Las torres son artefactos con un potencial simbólico tan poderoso como para atravesar no solo la historia de la arquitectura sino la de la cultura en su conjunto. Ya que las torres aparecen en los mitos desde la Torre de Babel (mucho antes de que alguien imaginara y desarrollara los modos técnicos de construir en altura), en las Maravillas de la antigüedad, donde dos de las siete -el Coloso de Rodas y el Faro de Alejandría- eran construcciones en las que la vertical prevalece sobre las horizontales y finalmente en uno de los modos más potentes en los que en los últimos siglos personas e instituciones expresan su poder -desde las torres de las ciudades italianas del medioevo hasta las corporativas del presente-, pasando por las torres útiles a cultos religiosos como los minaretes del Islam o los macizos occidentales en las iglesias carolingias.
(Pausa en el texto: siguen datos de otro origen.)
PR #48, opened 2017-04-17
Added Git LFS GC support

DarthFennec:
A new feature that allows cleanup of Git LFS artifacts that aren't needed any longer. You pass it the path to a local Git repository on the filesystem, and it detects LFS-tracked artifacts in that repository that aren't in a remote branch, and deletes them from Artifactory. You can optionally specify exactly which refs to check to preserve artifacts, by passing either a comma-separated list of wildcard refs, or just a regular expression.


eyalbe4:
@DarthFennec,
We're currently reviewing the code. Thanks for the great work. We may modify it though before merging.

eyalbe4:
Thanks for the great contribution @DarthFennec.
We merged the functionality and it is released as part of version 1.9.0.

PR #77, opened 2017-08-04
Added support for adding priorly uploaded artifacts to local build info

rein-achten:
See https://github.com/JFrogDev/jfrog-cli-go/issues/76; added a "build-add-artifact" command that allows one to add a priorly uploaded artifact (currently one at a time) to the local build info. When one uses "build-publish" thereafter, these 'added artifacts' will be included in the build info.

What was a bit unclear to me is when to just let an error bubble up or when to use `cliutils.CheckError`. Besides, I haven't written a line of Go prior to this, so any feedback is welcome!


eyalbe4:
@rein-achten,
We'd like to better understand your use case, so that we can decide what should be the best approach to enable this functionality.
Can you please share with us how you upload the build artifacts to Artifactory? If you'd like JFrog CLI to create and publish the build-info, why not use it to also upload the artifacts? 
Thanks!

rein-achten:
@eyalbe4; we are using Ivy to publish / pull artifacts to / from an Artifactory Ivy repository. We are not using a CI tool that has a plugin for Build Integration, neither are we uploading the artifacts through the CI tool itself.
To be able to still leverage Build Integration, we thus either need to write our own scripts / tools that create and publish the build-info, or, preferably, we leverage the existing JFrog CLI. However, that currently does not allow us to add artifacts uploaded through Ivy to the build-info, which is what this pull request is about.

Hope this helps!

rein-achten:
@eyalbe4 could you give a heads-up regarding whether you're considering including such functionality or not? Thanks!

eyalbe4:
@rein-achten,
My apologies for the late response. We'll reply soon.

eyalbe4:
@rein-achten,
Thank you for sharing your use case and for your code contribution.

While discussing this feature request internally, a few concerns were raised. 
The new functionality assumes that a collection of artifacts already exists in Artifactory and attempts to tag them with a designated build name and number.

This is contrary to the existing (standard) method of publishing builds to Artifactory, which also uploads the build artifacts. The existing method minimizes the chances of errors, which lead to missing build artifacts.

Actually, the existing Checksum Deploy functionality offered by Artifactory with JFrog CLI can achieve the same goal. Checksum Deploy avoids uploading an artifact which already exists in Artifactory. It only updates their metadata. From the user's perspective, this is a regular file upload, although the file content is not transferred through the network.
In you case, even if the files are uploaded to Artifactory using a different client, "uploading" them again using JFrog CLI's upload command, can actually tag them with the desired build name and number.

I hope my response is helpful. Feel free to respond should you have any further thoughts on this matter.

rein-achten:
@eyalbe4, thanks for the update and your consideration! 

In a typical dev environment, uploading artifacts to Artifactory is way more likely to be done by other means than JFrog CLI; e.g. Ivy, Maven, docker, CI tool, etc. Being able to leverage JFrog CLI to upload build info (something that's specific to Artifactory(!)), while at the same time use the more commonly used tools to upload artifacts, I still think sounds like a logical addition :)

Regarding minimizing the chance of errors; not sure if I get the point. Ensuring that no build artifacts are missing is not something that JFrog CLI can guarantee as that information is only known to its user. It's up to the user to either (existing method) upload all artifacts while specifying both build name and build number or (new functionality) tag all existing artifacts with build name and build number. I don't see how the latter is more error prone.

The existing Checksum Deploy functionality doesn't really suit our use-case as the artifacts are only available in Artifactory at the moment we want to upload a new build info. Downloading them prior to doing a Checksum Deploy upload could work, but feels like a nasty work-around.

So, again thanks for your consideration, but it's unfortunate that you're not considering including such functionality.

eyalbe4:
Thanks @rein-achten.
Following some more brainstorming (and inspiration from your use case and suggestions) , we're considering implementing this functionality, but with a few modifications:

1. We'll add a new command named *build-add-artifacts*.
2. The command receives a wildcard pattern, as well as a build name and number.
3. The command will search for the artifacts in Artifactory, and save their details locally, to be later published, using the existing *build-publish* command.
5. Adding more artifacts and dependencies to the build is also possible using the existing *upload* and *download* commands.
6. Like most commands, the new command should also accept a File Spec.

Please let us know what you think.

rein-achten:
Thanks for the reconsideration, @eyalbe4 !

Sounds good! I'm going to try and make some time to rework the changes accordingly. Mostly, the modifications are clear. However I do have one question at this moment:

- Regarding (3); is it your intention to postpone setting of the `build name` and `build number` properties until the _build-publish_ command is being executed or did I misunderstand? That would be a nice improvement, but I guess the same thing should happen when uploading artifacts then whilst specifying `build name` and `build number`. If I understand correctly, currently the artifact is uploaded and the properties are set directly. So, if the user eventually doesn't execute the _build-publish_ command, the uploaded artifacts are tagged with a build that doesn't exit.

eyalbe4:
@rein-achten,
It is great you're willing to work on this with us!

Answering your question, it is best to tag the artifacts in Artifactory with the new build name and number only when the *build-publish* command is executed. This way, if the user changed his mind, and did not publish the build, the artifacts are kept untagged.
It is true though that the *upload* and *download* commands tag the artifacts during the upload and download. The approach of tagging them with the build info publication might be better and we might decide to make this change in the future.

Few more notes related to tagging the artifacts:
The AQL used to collect the artifacts from Artifactory, also returns the build name and number of the artifacts. We should use this, and tag only artifacts which aren't tagged or are tagged with a different build name or number. This is to avoid unnecessary REST call to Artifactory.
In addition, the new build name and number should overwrite previous name and number tags.

Please let me know if you have any other questions, thoughts or suggestions.

rein-achten:
@eyalbe4, only tagging when the build is being uploaded is indeed nicer. Will incorporate that (and if time permits extend that to the _upload_ and _download_ commands in a separate PR). Now only to find some time :)

One question though; during the implementation of the PR I created some tests that ran against an actual instance of Artifactory. In that process, I couldn't use the free version since the tests were using some features that are only available in the commercial one (I used a trial version then). We do have a corporate commercial instance running, but I don't want to pollute that with the test data. Did I miss something and is it instead possible to run the tests against the free version?

eyalbe4:
@rein-achten,

The tests indeed require an Artifactory Pro instance. This is because some of the functionality being tested relies on Artifactory Pro features. 
If you prefer not to use your Artifactory instance for the testing, you can perhaps temporarily disable some of the existing tests and leave only the tests relevant for the new feature. We'll make sure to run the entire tests before merging the code.

In addition, it is recommend to work against the *dev* branch instead of the master.

UtkarshPatkar:
Any updates on when build-add-artifacts method would be available?

rein-achten:
@UtkarshPatkar Haven't been able to free up the time to work on this PR. Hope to find some soon.

rein-achten:
Closing this one; I've created [PR-170](https://github.com/JFrogDev/jfrog-cli-go/pull/170) as a follow-up that targets the `dev` branch.

muggenhor:
> The existing Checksum Deploy functionality doesn't really suit our use-case as the artifacts are only available in Artifactory at the moment we want to upload a new build info. Downloading them prior to doing a Checksum Deploy upload could work, but feels like a nasty work-around.

@rein-achten is this really true? When producing the list of URLs (that you later add to the build with `build-add-artifact`) is it not also possible to compute the checksum at that same time?

PR #79, opened 2017-08-08
SshAuthentication: ssh-agent support

kalinchenko:
The proper condition to perform ssh authentication is that Artifactory URL starts with "ssh://".
And if --ssh-key-path is omitted, try to use ssh-agent.


eyalbe4:
Thank you for this pull request @kalinchenko.
We would like to work with you and make some changes to the code, before merging it.
Can you please join our contributors community by signing [JFrog's CLA](https://secure.echosign.com/public/hostedForm?formid=5IYKLZ2RXB543N) so that we can continue working on this together?

kalinchenko:
Ok, we sign it as company and I'll make another pull request with this patch from corporate account.

PR #80, opened 2017-08-10
SshAuthentication: ssh-agent support

kalinchenko:
The proper condition to perform ssh authentication is that Artifactory URL starts with "ssh://".
And if --ssh-key-path is omitted, try to use ssh-agent.

### DIFF
--- a/artifactory/cli.go
+++ b/artifactory/cli.go
@@ -1150,6 +1150,9 @@ func createArtifactoryDetails(c *cli.Context, includeConfig bool) (*config.Artif
 		}
 	}
 	details.Url = cliutils.AddTrailingSlashIfNeeded(details.Url)
+	if strings.HasPrefix(details.Url, "ssh://") {
+		details.IsSsh = true
+	}
 	return details, nil
 }
 
--- a/artifactory/utils/artifactoryutils.go
+++ b/artifactory/utils/artifactoryutils.go
@@ -112,7 +112,7 @@ func initTransport(artDetails *config.ArtifactoryDetails) (error) {
 }
 
 func PreCommandSetup(flags CommonFlags) (err error) {
-	if flags.GetArtifactoryDetails().SshKeyPath != "" {
+	if flags.GetArtifactoryDetails().IsSsh {
 		err = SshAuthentication(flags.GetArtifactoryDetails())
 		if err != nil {
 			return
--- a/artifactory/utils/sshagent/sshagent_unix.go
+++ b/artifactory/utils/sshagent/sshagent_unix.go
@@ -1,0 +1,17 @@
+// +build !windows
+
+package sshagent
+
+import (
+	"net"
+	"os"
+	"golang.org/x/crypto/ssh/agent"
+)
+
+func SshAgent() (agent.Agent, error) {
+	conn, err := net.Dial("unix", os.Getenv("SSH_AUTH_SOCK"))
+	if err != nil {
+		return nil, err
+	}
+	return agent.NewClient(conn), nil
+}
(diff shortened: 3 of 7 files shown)


eyalbe4:
Thanks a lot of contributing this @kalinchenko.
We'll soon start working on merging your code into the *dev* branch.

eyalbe4:
@kalinchenko, I have the following questions related to the code:
* What is the purpose of the new *escapeWinPath* function in *http.go*? I can see that it is used when constructing the download path. Where there any particular file names which required this?
* We could probably use the [ssh-agent](https://github.com/xanzy/ssh-agent) as a vendor dependency instead of copying the code in the JFrog CLI code base. Do you agree? Did you need to modify the code there?
* Did you test the new ssh-agent functionality on both Unix and Windows?

Thanks

kalinchenko:
Hi @eyalbe4, thanks for reviewing.

> What is the purpose of the new escapeWinPath function in http.go? I can see that it is used when constructing the download path. Where there any particular file names which required this?

The issue is about absolute target path in Windows platform.
In case of something like `jfrog rt dl <artifact_name> C:\some\path\package.zip` and if artifact is big enough to be downloaded by `httputils.DownloadFileConcurrently()`, the client tried to create a temporary files `<tmp_dir_path>\C:\some\path\package.zip_<chunk_number>`.
So Windows rejects creating a folder named `<tmp_dir_path>\C:` due to colon.
As for me, I don't think it is really needed to use full target path nested in temporary folder. But as simplest way to fix I preferred just to cut out colon from the path, rather than think out a proper logic of choosing temporary file names.

> We could probably use the ssh-agent as a vendor dependency instead of copying the code in the JFrog CLI code base. Do you agree? Did you need to modify the code there?

Sorry, I wasn't familiar with idea of vendor folder. Looks like my security concern (to pull dependency from untrusted source) is solved by this vendor-folder feature. On the other hand, xanzy's package is not more than copy-paste of original davidmz's package as well.
So, do you want me to use xanzy's package and commit it to vendor folder?

> Did you test the new ssh-agent functionality on both Unix and Windows?

Yes, we already use it (not widely though) on Linux and Windows platforms as custom jfrog-cli build.

eyalbe4:
Great @kalinchenko.
Thanks a lot for this!
Would you mind if we take the code in your pull request and merge it manually to dev branch? We're also going to add integration tests to test the SSH login functionality.
If however you prefer we use your commit and then add our changes on top of it please let us know.

kalinchenko:
@eyalbe4, please feel free to chose whatever fits better for you.
Thanks

eyalbe4:
@kalinchenko,
Thanks again for contributing the code and helping us add this functionality!
It is included in version 1.12.0 which has been recently released.
I'm therefore closing this issue.

kalinchenko:
@eyalbe4, thank you!
I have checked current version (1.12.1) and the problem of "absolute target path in Windows" is still there:
`[Error] open C:\<somelocalpath>\tmp\jfrog.cli.822455491\C:\<myprojpath>\<base64encodedstring>_2: The filename, directory name, or volume label syntax is incorrect.
`

Description:
https://github.com/JFrogDev/jfrog-cli-go/pull/80#issuecomment-326895076
My workaround was:
https://github.com/JFrogDev/jfrog-cli-go/pull/80/commits/78a0a82f278c31b7e0e99df8e538346a2f7eb44c

I see now you use base64-encoding of FileName to generate temporary file names, but "C:\" appears in LocalPath string, not FileName.
And base64-encoding has side-effect of increasing the string length. So in some cases it could exceed system limit.
I think it is not needed to use target path and file name to generate temporary filename at all. You can pick any random nonexistent file name for that purpose. I didn't implement this idea because didn't want to modify function interface to return that generated random name, but now you have already done that function interface change, so now it could be implemented easily.

romangurevitch:
@kalinchenko, Thank you for reporting this issue, 
We are correctly working to solve it, you can track the following [Issue](https://github.com/JFrogDev/jfrog-cli-go/issues/114) for updates.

Y si el peso simbólico es uno de los elementos que las ha hecho más odiosas debido especialmente a que siempre simbolizaron poder -religioso, político, militar, económico- también las ha hecho fascinantes y memorables: muchas ciudades tienen, orgullosas, como símbolo una torre. La torre Eiffel es símbolo de Paris, la torre de la Piazza dei Miracoli lo es de Pisa, entre muchas otras. Inclusive la Revolución Rusa iba a tener su gran símbolo en forma de torre con el Monumento a la Tercera Internacional, de Tatlin. Y como síntesis de toda esta colección de demostraciones del potencial simbólico de las torres, el principal evento político-militar-mediático de nuestros tiempos: el atentado al World Trade Center -o Twin Towers- de New York.
Pero si las torres comenzaron a ser vistas como algo utilitario, lo es porque en los últimos 130 años se han vuelto principalmente un modo técnico de organizar el espacio donde se desarrolla buena parte de nuestras vidas, más que un modo de erigir símbolos públicos. Y es en este proceso iniciado con los desarrollos técnicos del acero, primero, y el hormigón armado, después, como sistemas de sostén y la invención de los sistemas de ascenso vertical -llevados adelante a finales del Siglo XIX- donde se volvió posible que podamos habitar estos artefactos, ya sea como residencia o como lugar de trabajo.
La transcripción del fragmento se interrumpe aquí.